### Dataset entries
PR #2227, opened 2022-04-11
GH-2226: Add RetryTopicConfigurationSupport

### LINKED ISSUE #2174: Retry Topic's components can't be autowired before feature bootstrapping

### LINKED ISSUE #2226: Introduce RetryTopicConfigurationSupport
Improve the retry topic feature's component configuration by introducing a `RetryTopicConfigurationSupport`, based on `WebMvcConfigurationSupport`, as suggested by @artembilan.

tomazfernandes:
Resolves #2226
Also resolves #2174

This is a first draft of a solution with a `RetryTopicConfigurationSupport`, so we can evaluate if it's going in the right direction before doing a final review, adding docs, etc.

Overall, I liked it better than I thought I would - the bean count has been reduced to 3 or4 beans, and it gave a lot of clarity on the feature's design. It should make it easier for everyone to understand how the feature works. So thanks a lot @artembilan for insisting on this.

To be honest, I still think this might be a bit overwhelming for the average end-user to configure simple features, but if that's a real problem we can look into providing an easier alternative for some features in the future. It's definitely much better than what we have now, and a solid foundation to build upon.

There are a few decisions I made that are not exactly  `WebMvcSupport`-like - I'm ok with rolling any or all of them back if that's better. For example, I:

* Created a `RetryTopicComponentsFactory` to reduce the number of methods to be overridden in the `Support` class and keep it overall smaller;
* Separated the `KafkaBackOffManagerConfigurationSupport` because the `KafkaBackOffManager` is useful outside of Retry Topic's scope;
* Created the `@EnableRetryTopic` annotation - while we're using this as an optional add-on, I think it's easier to document adding the annotation than the `@Import` alternative - afterwards we can move this annotation to `@EnableKafka`, or maybe kill it in 3.0.0. It also imports the `KafkaBackOffManagerConfigurationSupport` class;
* Created a new `RetryTopicBeanNames` class and deprecated the `RetryTopicInternalBeanNames` class - since we're using a lot less beans, there's no need for so many names. Also this enables setting the names to the framework standards. For now the old names should still work - I need to do a more thorough review to ensure that. If that seems to risky, I'm ok with keeping the old names until 3.0.
* There are a few constructors that might be improved - for example adding `ApplicationContextAware` to some beans instead of injecting an `ApplicationContext` through the constructor. But I think we can review this in the future.

Also, after more consideration, although I don't see any real risk since we're not actually changing any legacy logic besides some optional bean names which we can rollback, I think maybe it's indeed better for us to hold this for 2.9 - time is flying by and we should release it soon enough. Of course, I'm also ok with releasing it as 2.8.x if that's better.

I used this new configuration support for the `RetryTopicIntegrationTests` and `RetryTopicExceptionRoutingIntegrationTests`, so these are good places to take a look into how it's like. I also made sure the former works with legacy configuration.

Let me know what you think about this - hopefully this will be a solid step in the right direction for the RT feature.

Thanks!


spring-kafka/src/main/java/org/springframework/kafka/annotation/EnableRetryTopic.java
```diff
@@ -0,0 +1,87 @@
...
+ * Enables the non-blocking topic-based delayed retries feature. To be used in
+ * {@link Configuration Configuration} classes as follows:
+ * <pre class="code">
+ *
+ * &#064;EnableRetryTopic
+ * &#064;Configuration
+ * public class AppConfig {
+ *
+ * 	&#064;Bean
+ * 	public RetryTopicConfiguration myRetryTopicConfiguration(KafkaTemplate kafkaTemplate) {
```
artembilan, line 40: I this optional?
I thought something like `@EnableRetryTopic` should be fair enough for some default values...

spring-kafka/src/main/java/org/springframework/kafka/config/KafkaBackOffManagerConfigurationSupport.java
```diff
@@ -0,0 +1,108 @@
...
+	/**
+	 * Override this method to provide a different {@link TaskExecutor}
+	 * to be used with the {@link KafkaConsumerTimingAdjuster}.
+	 * @return the instance.
+	 */
+	protected TaskExecutor timingAdjusterTaskExecutor() {
+		ThreadPoolTaskExecutor executor = new ThreadPoolTaskExecutor();
+		executor.initialize();
+		this.applicationContext
+				.addApplicationListener((ApplicationListener<ContextClosedEvent>) event -> executor.shutdown());
```
artembilan, line 99: This is a bit awkward.
Consider to implement `DisposableBean` instead.

spring-kafka/src/main/java/org/springframework/kafka/annotation/KafkaListenerAnnotationBeanPostProcessor.java
```diff
@@ -509,11 +510,15 @@ private boolean processMainAndRetryListeners(KafkaListener kafkaListener, Object
 		return true;
 	}
 
+	@SuppressWarnings("deprecation")
```
artembilan, line 513: Are you sure that we really have something in this method to suppress?

spring-kafka/src/main/java/org/springframework/kafka/config/RetryTopicConfigurationSupport.java
```diff
@@ -0,0 +1,339 @@
...
+	 * @return the instance.
+	 */
+	protected RetryTopicComponentFactory createComponentFactory() {
+		return new RetryTopicComponentFactory();
+	}
+
+	@Deprecated
+	@Bean(name = RetryTopicInternalBeanNames.RETRY_TOPIC_BOOTSTRAPPER)
+	RetryTopicBootstrapper retryTopicBootstrapper(ApplicationContext context) {
+		return new RetryTopicBootstrapper(context, context.getAutowireCapableBeanFactory());
```
artembilan, line 269: This is an overhead. 
Consider to use `ApplictionContextAware` and `BeanFactoryAware`.
The framework will inject them respectively when this bean is created.

Perhaps many other features you create via specific factory could be handled also as just beans and application context hooks...

spring-kafka/src/main/java/org/springframework/kafka/retrytopic/ListenerContainerFactoryConfigurer.java
```diff
@@ -98,6 +98,7 @@ public class ListenerContainerFactoryConfigurer {
 
 	private final Clock clock;
 
+	@SuppressWarnings("deprecation")
```
artembilan, line 101: I don't see what is deprecated for this ctor to use...
Do we really need this annotation over here?

artembilan (changes requested):
At a glance this is great!
👍

spring-kafka/src/main/java/org/springframework/kafka/annotation/EnableRetryTopic.java
tomazfernandes: Haven't thought of that, sounds interesting. I can think this through, but at first it seems to me that it might not be so simple - currently if we have a greedy configuration that accepts all topics, it might impede users from having specific configurations for specific topics.

We could either make a greedy, general configuration possible (that's something I'd been thinking of anyway) with users only providing the specific ones, or maybe there's a way we can add a bean conditionally on not having a user provided one? I see all `@ConditionalOn` goodies are part of Boot and we don't have it here.

WDYT?

artembilan: The `@EnableRetryTopic` may come with attributes to configure something global or for default values...

spring-kafka/src/main/java/org/springframework/kafka/config/RetryTopicConfigurationSupport.java
tomazfernandes: Yes, I think I mentioned this somewhere. This specific bean is deprecated and I'm not sure it's worth change anything on it, but there are a couple other beans that should benefit from it.

My initial concern was about changing this for a patch version, but since we're releasing this in a milestone I think we can just go ahead and do it.

spring-kafka/src/main/java/org/springframework/kafka/annotation/KafkaListenerAnnotationBeanPostProcessor.java
tomazfernandes: I'll double check, but I think we had some bean names. Mind that I deprecated the entire `RetryTopicInternalBeanNames` class, so some suppressed deprecations are because of that.

tomazfernandes: Yep, bean names it is.

spring-kafka/src/main/java/org/springframework/kafka/retrytopic/ListenerContainerFactoryConfigurer.java
tomazfernandes: Same, deprecated RetryTopicInternalBeanNames.

spring-kafka/src/main/java/org/springframework/kafka/config/KafkaBackOffManagerConfigurationSupport.java
tomazfernandes: I agree this looks awkward, just couldn't think of a better way 😄 You mean implementing `DisposableBean` in the `Support` class and keeping a reference to the `TaskExecutor` to `destroy()` it later?

spring-kafka/src/main/java/org/springframework/kafka/retrytopic/ListenerContainerFactoryConfigurer.java
artembilan: OK. But why do you still use that deprecated class then?
Looks like those are just string constants, so why just don't use their values in place instead of referring to that deprecated class? That's for the case if we cannot get rid of these deprecated names yet...

spring-kafka/src/main/java/org/springframework/kafka/config/KafkaBackOffManagerConfigurationSupport.java
artembilan: Right. Why not?

artembilan: See the same `WebMvcConfigurationSupport`. It does have a state via its properties:
```
	@Nullable
	private List<Object> interceptors;

	@Nullable
	private PathMatchConfigurer pathMatchConfigurer;

	@Nullable
	private ContentNegotiationManager contentNegotiationManager;
```

spring-kafka/src/main/java/org/springframework/kafka/retrytopic/ListenerContainerFactoryConfigurer.java
tomazfernandes: Well, it's a matter of how rigorous we need to be with backwards compatibility.

All current documentation points to users declaring beans with these names, and more curious users might have other creative solutions that rely on overriding some of these.

So my thinking is, for 2.9, anything that worked before, should still work just the same - that's why we should be able to introduce new names but still make sure old ones work. And for 3.0 we could get rid of the old ones. Is that thinking right?

But I'm ok with ripping the bandaid sooner if you think that's ok.

spring-kafka/src/main/java/org/springframework/kafka/config/KafkaBackOffManagerConfigurationSupport.java
tomazfernandes: Oh, sure, makes sense. I'll change this, thanks.

spring-kafka/src/main/java/org/springframework/kafka/annotation/EnableRetryTopic.java
tomazfernandes: Sure, that sounds interesting too. But I wonder, Andy Wilkinson from the Boot team pinged me earlier today to look into having auto configuration for the retryable topics in RC1 next week, not sure you saw that. Wouldn't those two approaches maybe conflict a bit?

Users shouldn't need `@EnableRetryTopic` to make the feature work with auto configuration, since boot won't have access to it until 3.0, but I think they still should be able to use it if, for example, they want to inject a feature bean such as the `DestinationTopicResolver`, as we've discussed.

WDYT?

artembilan: Correct. Independently of the solution here, the auto-configuration should give end-user whatever is needed to be done by default or from the configuration properties.

I think I see your pain and perhaps we need just to deffer this new vision until `3.0` and let you concentrate on the auto-configuration for upcoming Spring Boot `2.7`.
Note: Gary doesn't have intention to release `spring-kafka-2.9.0` for that Spring Boot. 
So, whatever we try to achieve here cannot benefit from the auto-configuration for a while.
I mean I still doubt this can make it smoothly to `2.8.x`...

artembilan (changes requested):

spring-kafka/src/main/java/org/springframework/kafka/retrytopic/ListenerContainerFactoryConfigurer.java
garyrussell: BTW we can push RC1 out a week or so if necessary, it is not tied to the Boot release train.

garyrussell: Sorry M1.

spring-kafka/src/main/java/org/springframework/kafka/annotation/EnableRetryTopic.java
tomazfernandes: I'm ok with working with either 2.x or 3.0, or both. What I don't think I'm really comfortable with is adding features to 2.x with the current configuration system in place, since it'll only bring confusion and pain for our users. Does that make sense, or maybe I am missing something?

So, the way I see it, we can insist on making this backwards compatible with 2.x, or maybe come up with simple, less-than-perfect patches to keep the 2.x ball rolling until it's a bit closer to the 3.0 release. Or we can just leave everything new to 3.0 and be done with 2.x as far as retryable topics go, except of course for bug fixes. I'm ok with both approaches.

WDYT? If you have any other ideas I'm all ears too.

Thanks!

tomazfernandes: As a note, for now all auto-configuration will do is create a global `RetryTopicConfiguration` bean with a few parameters - no infrastructure involved, and I guess not too much work to be done there too. While it might help getting the feature in the hands of more users, it shouldn't really help with any of this infrastructure problem. Of course, if you have any different ideas please let me know.

tomazfernandes: So, maybe what we might be able to do is having `@EnableRetryTopic` provide a base configuration if it doesn't find any other `RetryTopicConfiguration` beans - this way if the user has provided any other configuration, be it through auto-configuration or via a `@Configuration` class, it will back off, otherwise, this default configuration kicks in, and we could add a couple configuration properties there just as we do in auto configuration.

How does that sound? I like the idea since it allows users to have a declarative way of using the feature without needing to mess around with yml files.

tomazfernandes: I think we may have had some kind of misunderstanding here 😄

> Wouldn't those two approaches maybe conflict a bit?

What I meant is that auto configuration might conflict with the idea of `@EnableRetryTopic` providing a default configuration - not with this `Support` approach as a whole. Is that what you understood? If so, sorry for not being clearer.

> I think I see your pain and perhaps we need just to deffer this new vision until 3.0 and let you concentrate on the auto-configuration for upcoming Spring Boot 2.7.

So I didn't really understand why we might defer this to 3.0. If that's only because of focusing on auto-configuration, I don't think there's any conflict between them and I can do both.

Please let me know if I understood any of this incorrectly. Either way, I should submit the changes we've discussed sometime today, and I'll also begin looking at auto-configuration.

Thanks again.

tomazfernandes:
I've made the suggested changes - please let me know if there's anything else. If code-wise this looks ok, I can start working on tests and reviewing the javadocs.

If we want to make `@EnableRetryTopic` provide a default configuration, I think we can address that in a separate PR.

I'm working under the assumption that we'll be releasing this in 2.9 - if that's not the case please let me know so I can update the `since` tags.

Thanks.

spring-kafka/src/main/java/org/springframework/kafka/retrytopic/RetryTopicConfigurer.java
```diff
@@ -230,17 +232,34 @@ public class RetryTopicConfigurer {
...
+	}
+
+	/**
+	 * Create an instance with the provided properties.
+	 * @param destinationTopicProcessor the destination topic processor.
+	 * @param containerFactoryResolver the container factory resolver.
+	 * @param listenerContainerFactoryConfigurer the container factory configurer.
+	 * @param retryTopicNamesProviderFactory the retry topic names factory.
+	 */
+	@Autowired
```
artembilan, line 254: Can we just don't do this?

No one is going to create a bean instance of this class without calling this ctor anyway.

From my experience all the auto-wiring features is for end-user projects: the framework stuff has to be as explicit as possible.

artembilan (changes requested):

spring-kafka/src/main/java/org/springframework/kafka/retrytopic/RetryTopicConfigurer.java
tomazfernandes: We need this for the legacy bootstrapping - it's autowired there. Since we have more than one constructor, we need tell the framework which one is to be used.

An alternative would be removing the old constructor, but that would be a breaking change.

Any ideas?

tomazfernandes: We actually used to have at least one more constructor for this class which was deprecated - probably @garyrussell removed it for 3.0, but it's probably still there for 2.x

artembilan: Right. And how it is used `new RetryTopicConfigurer()`?
So, no any auto-wire magic. Isn't it?

tomazfernandes: We actually don't have a default constructor.

It's declared here:
https://github.com/spring-projects/spring-kafka/blob/feb35635c3066937cebfdfcb15dd2e27e17c2673/spring-kafka/src/main/java/org/springframework/kafka/retrytopic/RetryTopicBootstrapper.java#L86

And used here:
https://github.com/spring-projects/spring-kafka/blob/feb35635c3066937cebfdfcb15dd2e27e17c2673/spring-kafka/src/main/java/org/springframework/kafka/annotation/KafkaListenerAnnotationBeanPostProcessor.java#L514

The framework autowires the dependencies.

tomazfernandes: I've just checked and the legacy constructor is still there for 2.9 and 2.8.x. So for 3.0, we can remove the now deprecated constructor and remove the `@Autowired`, but for 2.9 we'd need to remove both deprecated constructors for that.

artembilan: OK. I see:
```
registry.registerBeanDefinition(beanName, new RootBeanDefinition(beanClass))
```

So, yeah... Let's leave it for now!

Thanks

tomazfernandes: Sure, and thanks for the pointer on making everything in the framework as explicit as possible, that’s a good thing to keep in mind.

spring-kafka/src/main/java/org/springframework/kafka/config/RetryTopicComponentFactory.java
```diff
@@ -0,0 +1,172 @@
...
+ *
+ * @author Tomaz Fernandes
+ * @since 2.9
+ */
+public class RetryTopicComponentFactory {
+
+	private final Clock internalRetryTopicClock = createInternalRetryTopicClock();
+
+	/**
+	 * Creates the {@link RetryTopicConfigurer} that will serve as an entry point
```
artembilan, line 53: The method Javadoc must be imperative: https://github.com/spring-projects/spring-framework/wiki/Code-Style#javadoc-formatting

spring-kafka/src/main/java/org/springframework/kafka/listener/PartitionPausingBackOffManagerFactory.java
```diff
@@ -161,7 +159,15 @@ private TaskExecutor getOrCreateTimingAdjustmentThreadExecutor() {
...
 		ThreadPoolTaskExecutor executor = new ThreadPoolTaskExecutor();
 		executor.initialize();
-		super.addApplicationListener((ApplicationListener<ContextClosedEvent>) event -> executor.shutdown());
+		this.taskExecutor = executor;
 		return executor;
 	}
+
+	@Override
+	public void destroy() throws Exception {
+		if (this.taskExecutor != null
```
artembilan, line 168: I think this is not this factory responsibility. 
Consider to move logic for the default `executor` directly to that `WakingKafkaConsumerTimingAdjuster`.
Do we really need a thread pool over there for that `adjustTiming()`?
Isn't a single dedicated thread enough?
Kinda `Executors.newSingleThreadExecutor()` ?

spring-kafka/src/main/java/org/springframework/kafka/config/RetryTopicConfigurationSupport.java
```diff
@@ -0,0 +1,369 @@
...
+	}
+
+	@Override
+	public void destroy() throws Exception {
+		if (this.disposableBackOffManagerFactory != null) {
+			this.disposableBackOffManagerFactory.destroy();
```
artembilan, line 298: Therefore when we revise an `executor` for the `WakingKafkaConsumerTimingAdjuster`, we won't need this logic over here at all.

artembilan (changes requested):
Some further review.

Thanks

garyrussell:
I am inclined to push out the 2.9 M1 for up to a week, since we are still in review mode here.

WDYT?

tomazfernandes:
> I am inclined to push out the 2.9 M1 for up to a week, since we are still in review mode here.
> 
> WDYT?

TBH, I wasn't aware we had a release date for M1 😄 Yeah, I think the 25th should be doable. Anything happens, I'll let you know and we can either push the date a bit further or leave this for M2, if that works for you.

garyrussell:
I scheduled it for the 18th because it's easier for me to do all the releases the same day. 

Moving to the 25th (which doesn't have to be firm).

AFAIKT, the only one we need for Monday is https://github.com/spring-projects/spring-kafka/pull/2223

spring-kafka/src/main/java/org/springframework/kafka/listener/PartitionPausingBackOffManagerFactory.java
tomazfernandes: > I think this is not this factory responsibility.
> Consider to move logic for the default `executor` directly to that `WakingKafkaConsumerTimingAdjuster`.

Sure, I'll take a look into that, thanks.

> Do we really need a thread pool over there for that `adjustTiming()`?
> Isn't a single dedicated thread enough?
> Kinda `Executors.newSingleThreadExecutor()` ?

Currently we adjust the timing for increasing the `back off`'s precision by spawning a thread that will `wakeup` the consumer at the appropriate time, if there's such relevant adjustment to be made. This was created this way to keep it simple - fire and forget, no thread management required.

Since normally these should be short lived tasks, it shouldn't be much of a performance issue having that many threads and the thread pool assures we reuse the threads. Also, the threads spend most of their time sleeping, so there's not that much CPU usage. If we have a single thread with this strategy, it might get blocked by a longer delay and make other delays less precise.

It might be worth looking at something more of a manager with a single thread that goes through values and wakes up the consumers as needed. It's more complex, and might be a busy thread, but probably would be more performant overall, specially if we kill it when not in use.

But for the solution as is, I think we still need the `ThreadPool`.

WDYT?

Thanks

tomazfernandes:
> I scheduled it for the 18th because it's easier for me to do all the releases the same day.
> 
> Moving to the 25th (which doesn't have to be firm).
> 

Sure, sounds good, thanks.

> AFAICT, the only one we need for Monday is #2223

Yes, I'm working on that right now. I noticed since the `EndpointCustomizerFactory` was extracted from the `RetryTopicConfigurer` class at some point in time, it doesn't have such great unit test coverage - actually the coverage it had from the `RetryTopicConfigurerTest` was removed, probably at the same time, so I'm working on that.

Also, I couldn't really figure out an worthwhile way to adjust the integration tests so that they'd fail with the current logic - I think I'd need a way of setting the partition's offset to 1 before the container is created, and make sure that when the container starts it resets back to 0. If you have any pointers on that please let me know, probably on that PR so we don't hijack this one.

Thanks

spring-kafka/src/main/java/org/springframework/kafka/listener/PartitionPausingBackOffManagerFactory.java
tomazfernandes: I changed the `TaskExecutor` to the `WakingKafkaConsumerTimingAdjuster` and it indeed looks a lot better, thanks!

I thought of extending the `SmartLifecycle` interface in both the `KafkaConsumerBackOffManager` and `KafkaConsumerTimingAdjuster` interfaces instead of `DisposableBean`. While the abstraction itself seemed more appropriate since these are long running beans, it was clumsy to implement that without breaking backwards compatibility, so for now it doesn't seem like it's worth it - please let me know if you think otherwise.

Thanks a lot for your input, and please let me know if there's anything else.

tomazfernandes:
Added unit tests, if you care to take a look. It gives a nice perspective on how configurations can be achieved.

Also, happy to say that on aggregate (UT + IT), the new classes have 100% test coverage, and the `retrytopic` package has 94% test coverage on class and lines. I know that test coverage doesn't mean it's infallible, but that's certainly a nice safety net to have.

Thanks a lot for the support and guidance from you both! Next up, docs and javadocs.

tomazfernandes:
As a note, we're already using this new `Support` approach in two main integration test suites, that's why I'm not adding any new ones.

spring-kafka/src/main/java/org/springframework/kafka/listener/WakingKafkaConsumerTimingAdjuster.java
```diff
@@ -138,4 +154,18 @@ private void doApplyTimingAdjustment(Consumer<?, ?> consumerForTimingAdjustment,
 					"for TopicPartition " + topicPartition);
 		}
 	}
+
+	private static TaskExecutor createTaskExecutor() {
+		ThreadPoolTaskExecutor taskExecutor = new ThreadPoolTaskExecutor();
```
artembilan, line 159: Again: why plain `Executors.newSingleThreadExecutor()` is not enough to have a full default control of this?
This way we don't need that `destroy()` overhead in this bean.

spring-kafka/src/main/java/org/springframework/kafka/listener/PartitionPausingBackoffManager.java
```diff
@@ -229,4 +219,11 @@ protected void removeBackoff(TopicPartition topicPartition) {
 			this.backOffContexts.remove(topicPartition);
 		}
 	}
+
+	@Override
+	public void destroy() throws Exception {
+		if (this.kafkaConsumerTimingAdjuster instanceof DisposableBean) {
+			((DisposableBean) this.kafkaConsumerTimingAdjuster).destroy();
```
artembilan, line 226: If we remove `DisposableBean` on the `WakingKafkaConsumerTimingAdjuster`, we don't need this delegation.
Nevertheless the question is still why it is here anyway?
Isn't that  `WakingKafkaConsumerTimingAdjuster` injected into this manager a bean, so its disposition is controlled from the outside anyway?

artembilan (changes requested):

spring-kafka/src/main/java/org/springframework/kafka/listener/WakingKafkaConsumerTimingAdjuster.java
tomazfernandes: Sorry, I had answered this [here](https://github.com/spring-projects/spring-kafka/pull/2227#discussion_r849766492), but I think I marked it as resolved before you had a chance to look at it.

In a shorter version, we currently rely on spawning threads to wake the consumers after a calculated delay to increase delay precision. While we could improve upon this design and have a single manager-like thread doing all the work, currently if we have a `newSingleThreadExecutor()` and a longer delay task is submitted before a shorter one, we'd block the later and lose delay precision.

I chose Spring's `ThreadPoolExecutor` as default because it has a more robust implementation than Java's default `ThreadPoolExecutor` - for instance, by default, on `shutdown()` it will actually call `shutdownNow()` under the hood and cancel all remaining tasks, which is perfect for our use-case since there's nothing for the threads to do as cleanup.

What I think is missing here is having a default limit on the thread pool size, and perhaps making it clearer for users that this is being used, while also letting them easily change the pool size limit. Also, I could have used Java's `Executor` interface instead of Spring's `TaskExecutor` for this - not sure if it's worth changing this though since in `Spring Boot` applications users usually use the Spring interface anyway.

Even if we switched to a plain JDK `Executor` such as the ones returned by the `Executors` class, unless I'm missing something, it'd [still be necessary](https://jenkov.com/tutorials/java-util-concurrent/executorservice.html#executorservice-shutdown) to call `shutdown()` somewhere to make sure the `Executor` doesn't accept new tasks and let it free up resources. That's why in `ThreadPoolTaskExecutor` `shutdown()`  is called in the `destroy()` method - if our thread pool was a bean, we'd be able to leverage that, and thus free ourselves from doing it manually.

spring-kafka/src/main/java/org/springframework/kafka/listener/PartitionPausingBackoffManager.java
tomazfernandes: Not really, in the current `Support` implementation the `KafkaBackOffManagerFactory` instantiates it manually, so the container is not aware of it. I think this goes well with the purpose of not registering  beans that are not strictly necessary to be as such, but I can revert it back to a bean approach if that's better.

I don't seem to be able to get a permalink from the PR, but the logic in the factory is:

```java
return this.taskExecutor != null
 		? new WakingKafkaConsumerTimingAdjuster(this.taskExecutor)
 		: new WakingKafkaConsumerTimingAdjuster();
```

spring-kafka/src/main/java/org/springframework/kafka/listener/WakingKafkaConsumerTimingAdjuster.java
tomazfernandes: I think I can come up with a `KafkaBackOffManagerConfigurer` in the `RetryTopicConfigurationSupport` class to make all these options more explicit to the user.

artembilan: The `Executors.newSingleThreadExecutor()` is a `FinalizableDelegatedExecutorService`. So, it frees its resources when the instance is destroyed by garbage collector.

But yeah... to much attention to it.
Let's leave it as is for now and we always can revise it later (if any)!

tomazfernandes: That's nice, I wasn't aware of that. But I think your concern with using a `ThreadPoolTaskExecutor` is valid, and I think it's worth making it clear in the `Support` class that such an expensive resource is being used, while also allowing users to easily customize that. Maybe even add a small entry to the documentation about it. I'll work on these changes.

And it's a good thing to keep in mind to revise this solution when we have the time so we can use a single-threaded approach instead.

Thanks a lot for your input!

tomazfernandes:
Considering what was discussed with @artembilan, I've changed the `TaskExecutor` to a `@Bean` - this way Spring manages its lifecycle so we don't need to. This is a minor breaking change - users of the `PartitionPausingBackOffManagerFactory` class might expect a `ThreadPoolTaskExecutor` to be created there. I've documented that in the class' javadocs. But we'd have a breaking change either way by moving the `TaskExecutor` creation and management to the `WakingKafkaConsumerTimingAdjuster`, and those seems like niche use cases, so it seems it's a lesser problem - please let me know if otherwise.

I also created a `KafkaBackOffManagerConfigurer` to let users easily manage this. If `timingAdjustment` is disabled by the user, the `ThreadPoolTaskExecutor` is not created.

@garyrussell, I've also added a `defaultFatalExceptionsList()` method to the `ExceptionClassifier` that returns a new list with the default classifications. With that, when configuring the exceptions for the RT feature, we can provide a populated list for the user to manage, and then set the classifications back to the classifier. Please let me know if that looks ok - I can work around that if you think that's an unwelcome change or has a better idea.

Thanks!

tomazfernandes:
I've added documentation, changed the code examples to the new approach and reviewed the javadocs. Of course, that's a whole lot of text 😄 - there are probably some mistakes around we can fix as we go through the milestone cycle. But I think overall we can see in the code example diffs the improvements achieved with this approach.

As far as I'm concerned this is good to go, so I'm removing the `Draft` status - it should be a matter of addressing any further concerns you might have.

I think we look good for releasing this next week, so thank you very much for the support and guidance so far.

As usual, let me know if there's anything else to be changed, or any further concerns.

Thanks!

tomazfernandes:
Changed the Support class to use JavaUtils instead of many if statements.

Also added an acceptIfInstanceOf method to JavaUtils that checks if the value is of the given type, and if so it casts the value and invokes the consumer. This was helpful to me in two places of the Support code.

Hope that’s ok - I can roll it back otherwise.

Thanks!

spring-kafka-docs/src/main/asciidoc/retrytopic.adoc
```diff
@@ -151,6 +156,42 @@ public KafkaTemplate<String, Object> kafkaTemplate() {
...
 It's best to use a single `RetryTopicConfiguration` bean for configuration of such topics; if multiple `@RetryableTopic` annotations are being used for the same topic, all of them should have the same values, otherwise one of them will be applied to all of that topic's listeners and the other annotations' values will be ignored.
 
+[[retry-topic-global-settings]]
+===== Configuring Global Settings and Features
+
+Since 2.9, the previous bean-based configuration approach has been deprecated.
+Instead, the `RetryTopicConfigurationSupport` class should be extended, the proper methods overridden, and imported in a `@Configuration` annotated class.
+An example follows:
+
+====
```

### Your instructions
Extract every line above that contains the word "topicPartition".

### Solution for this exercise
 					"for TopicPartition " + topicPartition);
@@ -229,4 +219,11 @@ protected void removeBackoff(TopicPartition topicPartition) {
 			this.backOffContexts.remove(topicPartition);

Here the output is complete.